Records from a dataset

○ ○ ○ ○ ○ ○ ○

PR #14586, opened 2024-03-13
Add options config for backup/restore commands

timkelty:
### Description
The PR allows `\craft\config\GeneralConfig::backupCommand` and `\craft\config\GeneralConfig::restoreCommand` to be an options array to configure how the commands are generated.

#### Goals
- make small tweaks easy (eg ignore a single table). Currently this can only be done via event.
- make it easy to opt-in to postgres's archive format (possibly make this the default for v5?)
- make it clear when things are going to be replaced or merged (eg `ignore-tables`)
- provide a way to tap into command for modification
- be non-breaking

Valid values include:

```
<?php
use craft\config\GeneralConfig;
use mikehaertl\shellcommand\Command as ShellCommand;

    ->restoreCommand([
        'archiveFormat' => true, // pgsql-only

        // example: add an arg
        'callback' => fn(ShellCommand $command) => $command->addArg('--verbose'),
    ])
    ->backupCommand([
        'ignoreTables' => ['foo', 'bar'],
        'archiveFormat' => true, // pgsql-only

        // example: remove an arg
        'callback' => function (ShellCommand $command) {
            $command->setArgs(str_replace('--dump-date', '', $command->getArgs()));

            return $command;
        },
    ]);
```

#### etc…
- I ended up leveraging `mikehaertl\shellcommand\Command` because it was there and were already using it. Easier than stitching strings together.
- To keep backward compat, `ignoreTables` can either come from the `EVENT_BEFORE_CREATE_BACKUP` or from the new `ignoreTables` option. If both are present, the event will take precedence.
- The `callback` could easily be an event instead, but it seemed like it might be a pain to add an event listener just to add an additional arg.


brandonkelly:
> The options array is keyed by the db driver name

This feels like unnecessary complexity to me. No project uses both.

timkelty:
@brandonkelly yep, already nixed it.

src/db/pgsql/Schema.php
```diff
@@ -312,14 +300,4 @@ protected function getIndexInformation(TableSchema $table): array
...
-
-    /**
-     * Returns the PGPASSWORD command for backup/restore actions.
-     *
-     * @return string
-     */
-    private function _pgpasswordCommand(): string
-    {
-        return Platform::isWindows() ? 'set PGPASSWORD="{password}" && ' : 'PGPASSWORD="{password}" ';
-    }
```
timkelty, line 324: Moved to `\craft\db\DbShellCommand`

src/db/mysql/Schema.php
```diff
@@ -382,47 +318,4 @@ protected function findConstraints($table): void
...
-            $contents .= PHP_EOL . 'ssl_key=' . $this->db->attributes[PDO::MYSQL_ATTR_SSL_KEY];
-        }
-
-        FileHelper::writeToFile($this->tempMyCnfPath, '');
-        // Avoid a “world-writable config file 'my.cnf' is ignored” warning
-        chmod($this->tempMyCnfPath, 0600);
-        FileHelper::writeToFile($this->tempMyCnfPath, $contents, ['append']);
-
-        return $this->tempMyCnfPath;
-    }
```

○ ○ ○ ○ ○ ○ ○

■ What the exercise asks ■
In how many lines of the records does the word "options" appear? Give the number alone.

■ Result of the exercise ■
3